[Stored items]
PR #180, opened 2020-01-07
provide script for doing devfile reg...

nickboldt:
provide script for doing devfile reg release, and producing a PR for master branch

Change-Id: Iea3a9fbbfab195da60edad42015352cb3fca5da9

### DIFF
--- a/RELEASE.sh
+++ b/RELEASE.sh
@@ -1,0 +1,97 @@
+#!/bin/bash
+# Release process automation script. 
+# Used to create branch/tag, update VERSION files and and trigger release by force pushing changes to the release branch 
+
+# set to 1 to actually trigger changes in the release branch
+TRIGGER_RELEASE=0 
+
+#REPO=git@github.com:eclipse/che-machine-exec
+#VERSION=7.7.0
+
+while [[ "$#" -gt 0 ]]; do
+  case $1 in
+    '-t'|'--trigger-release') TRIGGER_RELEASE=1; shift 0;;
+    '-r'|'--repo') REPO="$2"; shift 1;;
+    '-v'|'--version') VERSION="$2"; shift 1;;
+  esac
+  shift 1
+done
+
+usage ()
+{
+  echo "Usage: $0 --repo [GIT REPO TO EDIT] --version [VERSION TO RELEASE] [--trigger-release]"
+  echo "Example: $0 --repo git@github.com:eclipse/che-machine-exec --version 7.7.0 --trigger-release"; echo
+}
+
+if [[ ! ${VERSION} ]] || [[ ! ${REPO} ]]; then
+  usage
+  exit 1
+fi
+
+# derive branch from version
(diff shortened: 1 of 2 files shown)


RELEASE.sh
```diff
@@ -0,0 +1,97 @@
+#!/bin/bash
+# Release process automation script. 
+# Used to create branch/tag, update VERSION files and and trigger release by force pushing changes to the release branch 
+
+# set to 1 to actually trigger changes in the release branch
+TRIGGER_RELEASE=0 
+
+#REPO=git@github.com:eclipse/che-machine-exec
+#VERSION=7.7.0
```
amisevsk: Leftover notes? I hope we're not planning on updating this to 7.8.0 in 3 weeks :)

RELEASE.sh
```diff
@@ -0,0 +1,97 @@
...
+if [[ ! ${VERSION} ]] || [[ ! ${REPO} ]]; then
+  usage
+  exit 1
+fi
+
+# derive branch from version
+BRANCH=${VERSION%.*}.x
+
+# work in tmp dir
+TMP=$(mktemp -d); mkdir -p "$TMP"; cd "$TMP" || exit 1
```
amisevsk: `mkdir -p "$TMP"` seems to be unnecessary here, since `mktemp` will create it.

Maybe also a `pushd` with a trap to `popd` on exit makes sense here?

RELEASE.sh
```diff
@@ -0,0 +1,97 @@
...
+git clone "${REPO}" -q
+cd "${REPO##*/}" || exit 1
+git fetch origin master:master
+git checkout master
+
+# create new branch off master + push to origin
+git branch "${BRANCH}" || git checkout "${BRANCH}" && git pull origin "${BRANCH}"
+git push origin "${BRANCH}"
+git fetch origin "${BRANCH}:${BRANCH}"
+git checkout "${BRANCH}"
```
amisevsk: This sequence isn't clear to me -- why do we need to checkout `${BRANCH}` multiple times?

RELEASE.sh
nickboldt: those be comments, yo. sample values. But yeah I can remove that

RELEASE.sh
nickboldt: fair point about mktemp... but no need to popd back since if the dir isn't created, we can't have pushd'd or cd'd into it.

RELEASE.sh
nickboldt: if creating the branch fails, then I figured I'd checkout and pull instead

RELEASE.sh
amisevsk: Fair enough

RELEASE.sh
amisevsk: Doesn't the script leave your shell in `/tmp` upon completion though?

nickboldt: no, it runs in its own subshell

Assigned task → Search the data for the string "mkdir". List each line that has it.

Result of the exercise →
+TMP=$(mktemp -d); mkdir -p "$TMP"; cd "$TMP" || exit 1
amisevsk: `mkdir -p "$TMP"` seems to be unnecessary here, since `mktemp` will create it.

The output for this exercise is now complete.